Yeah, I get this too, except that it isn't absolutely true. Economies are dynamic and new technologies, new markets, new demands and etc. are always changing the graphic. The price of stuff is always dependent between the pressures between demand and offer, and if the market stays stable for a long time, then yeah you are right. But for many things, this is simply not true.
As for the other points: being wealthy doesn't make it any harder to maintain currency manipulation; the developed Asian countries that practiced manipulation in the past still do so. Currency manipulation slows world growth, and in the long, long run that makes everyone poorer.
I don't quite get this point, it's a little above my head...
Now what if someone over the border (lets call him Bob) can pay half as much as you to pick cherries from an indentical tree with the same equipment just because their government prints money to keep their currency 50% undervalued? The power company will relocate because investors would rather give Bob $3 to pick cherries from the fourth branch than give you $4 to consume less power to reach the same number of cherries. Bob will keep producing past the fourth branch and hog all the electricity you could have used more efficiently.
Yeah, I get it. If Bob can produce more cherries while still profiting, is because he and everyone else living on that side of the border is poorer.
A very poor nation will find, for instance, "personal" agriculture profitable. In a rich one, you'd be out of job with it. I guess the example is exactly the same as yours.
But people don't take that kind of poverty with a smile.

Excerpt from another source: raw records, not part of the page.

PR #238, opened 2020-08-24
[REVIEW] JoC WnD Outbrain model preprocessing with NVT notebook

rnyak:
This is restructured preprocessing and feature engineering pipeline of JoC WnD Outbrain model with NVTabular.

@benfred for viz.


examples/preproc3-NVT_E2E.ipynb
```diff
@@ -0,0 +1,890 @@
...
+ "cells": [
+  {
+   "cell_type": "code",
+   "execution_count": 2,
+   "metadata": {},
+   "outputs": [],
+   "source": [
+    "import os\n",
+    "os.environ[\"CUDA_DEVICE_ORDER\"] = \"PCI_BUS_ID\"\n",
+    "os.environ[\"CUDA_VISIBLE_DEVICES\"] = \"3\""
```
benfred, line 11: I'd like to leave these out of notebooks, and just rely on them being set at the OS level (like 'CUDA_VISIBLE_DEVICES=3' won't work for many users that don't have a 4 gpu machine).

examples/preproc3-NVT_E2E.ipynb
```diff
@@ -0,0 +1,890 @@
...
+  {
+   "cell_type": "code",
+   "execution_count": 5,
+   "metadata": {},
+   "outputs": [],
+   "source": [
+    "documents_categories_cudf = cudf.read_csv(\n",
+    "    DATA_BUCKET_FOLDER + 'documents_categories.csv',\n",
+    "    names=['document_id', 'category_id', 'confidence_level'],\n",
+    "    dtype={'document_id': 'int64','category_id': 'int64','confidence_level': 'float32'},\n",
```
benfred, line 89: Do we need to specify the names? Seems like just using the CSV header would work pretty well (like remove both names and skiprows=1 parameters)

examples/preproc3-NVT_E2E.ipynb
```diff
@@ -0,0 +1,890 @@
...
+    "HASH_BUCKET_SIZES = {\n",
+    "    'document_id': 300000,\n",
+    "    'ad_id': 250000,\n",
+    "    'document_id_promo': 100000,\n",
+    "    'source_id_promo': 4000,\n",
+    "    'source_id': 4000,\n",
+    "    'advertiser_id': 2500,\n",
+    "    'publisher_id_promo': 1000,\n",
+    "    'publisher_id': 1000,\n",
+    "}"
```
benfred, line 137: Do we want to use hashing instead of Categorify here?

examples/preproc3-NVT_E2E.ipynb
```diff
@@ -0,0 +1,890 @@
...
+    "\n",
+    "workflow.add_feature([\n",
+    "    Dropna(['geo_location', 'platform']),\n",
+    "    JoinGroupby(columns=['ad_id', 'source_id', 'document_id_promo', 'publisher_id', 'advertiser_id', 'campaign_id'], \n",
+    "        cont_names=['clicked'],stats=['sum','count'])])\n",
+    "\n",
+    "workflow.finalize()\n",
+    "\n",
+    "GPU_MEMORY_FRAC = 0.15\n",
+    "train_dataset = nvt.Dataset(train_df, engine='parquet',  part_mem_fraction=GPU_MEMORY_FRAC)\n",
```
benfred, line 225: if you're passing a dataframe, you don't need the engine / part_mem_fraction parameters 
```suggestion
    "train_dataset = nvt.Dataset(train_df)\n",
```

examples/preproc3-NVT_E2E.ipynb
rnyak: Yes we use HashBucket with these features.

examples/preproc3-NVT_E2E.ipynb
rnyak: Done.

examples/preproc3-NVT_E2E.ipynb
rnyak: Done.

rnyak:
@benfred The updated nb has NVT + WnD model TF 2.3.

alecgunny:
Hey so there's a few problems with the training part of the E2E notebook, some of them perf-related and some of them related to wrong functionality:
- Right now, the "wide" branch of the network doesn't multiply the numeric features by any parameters, it just adds them as-is. It's also missing a bias add. I have an implementation that should fix these and be more optimal than the Keras embedding layers [here](https://yagr.nvidia.com/agunny/keras-recommender-workflow/-/blob/v1/recommender_tools/layers/embedding.py#L139).
- The Keras DenseFeatures layer is terrible for GPU perf and should be avoided at all cost. Consider using the implementation I've built [here](https://github.com/NVIDIA/NVTabular/blob/a2c87edae6869de973fdb1330f1402ffd787e928/examples/tensorflow/layers.py#L167)
- Overall, the code could be drastially simplified and avoid using the Keras pre-baked version of the model. Consider taking a look at the implementation I have [here](https://yagr.nvidia.com/agunny/keras-recommender-workflow/-/blob/v1/examples/workflow/architectures/wide_and_deep.py#L35) (where the values in `channels` are just lists of the appropriate `feature_column`s, and the values in `inputs` are just the corresponding dicts of Keras tensors you would traditionally feed to the `DenseFeatures` layer.

kkranen:
@alecgunny 

> Right now, the "wide" branch of the network doesn't multiply the numeric features by any parameters. It's also missing a bias add.

I believe `linear_output = categorical_output_contrib + tf.keras.layers.Dense(1)(numeric_dense_tensor)` should handle parameter multiplication of dense numeric features in the Dense layer. Similarly, the Dense layer should also provide a bias.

If people are poorer than in other nations, they will ask why to their politicians. The reason why this is not happening in China is because they are growing up like mad. When they stop growing like that, they will have to stop the devaluation of their currency, to appease the population.
That's uneconomic, and not how things are supposed to work.

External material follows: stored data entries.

PR #240, opened 2020-08-24
Fix performance bug in to_ddf for shuffle=True

rjzamora:
After #201, when writing shuffled output data, the partitions of the original ddf will be reordered.  The approach introduced in #200 (using a `to_delayed` call) only required a few lines of code, but dramatically increases the size of the Dask graph for large datasets.  This PR removes the problematic approach.  Instead of re-ordering delayed partitions, we just construct a new high-level graph to produce a new Dask DataFrame with the new keys mapping to random indices of the original dataframe.

### DIFF
--- a/nvtabular/io.py
+++ b/nvtabular/io.py
@@ -810,10 +810,23 @@ class Dataset:
 
         # Shuffle the partitions of ddf (optional)
         if shuffle and ddf.npartitions > 1:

Perhaps, but here are two thoughts. First, the "suppositions" on how things should work are not an absolute, they are merely personal preferences. Second, perhaps while being less efficient from an economical point of view overall, it helps people get out of poverty faster than they otherwise would be. And if you take that into account, if you understand that, for instance, population education is very important for the future economy, and that if people are trapped into poverty they won't be able to educate their sons, then it follows that lowering poverty as fast as possible should be a priority over the overall "efficiency" of the market, with better results long term.
Currency manipulation is really a small part of the problem though, since prices adjust most of the way regardless. Retaliating against manipulators is better than letting the problem fester for decades. But global trade imbalances have more to do with extremely low savings rates in the United States than anything else.
Ok
-
Firms will produce additional units of product until marginal cost equals marginal revenue.
Yeah, I get this too, except that it isn't absolutely true. Economies are dynamic and new technologies, new markets, new demands and etc. are always changing the graphic. The price of stuff is always dependent between the pressures between demand and offer, and if the market stays stable for a long time, then yeah you are right. But for many things, this is simply not true.
Sure. But innacurate pricing due to exchange rate controls don't help.
As for the other points: being wealthy doesn't make it any harder to maintain currency manipulation; the developed Asian countries that practiced manipulation in the past still do so. Currency manipulation slows world growth, and in the long, long run that makes everyone poorer.
I don't quite get this point, it's a little above my head...
Simple. Faster growth in the overall economy will speed growth everywhere eventually. Its not going to happen in an individual lifespan or even in the lifespan of a country, but small differences in growth add up. Slowing world growth now for your benefit costs you expotentially more as time goes on.
But people don't take that kind of poverty with a smile. If people are poorer than in other nations, they will ask why to their politicians. The reason why this is not happening in China is because they are growing up like mad. When they stop growing like that, they will have to stop the devaluation of their currency, to appease the population.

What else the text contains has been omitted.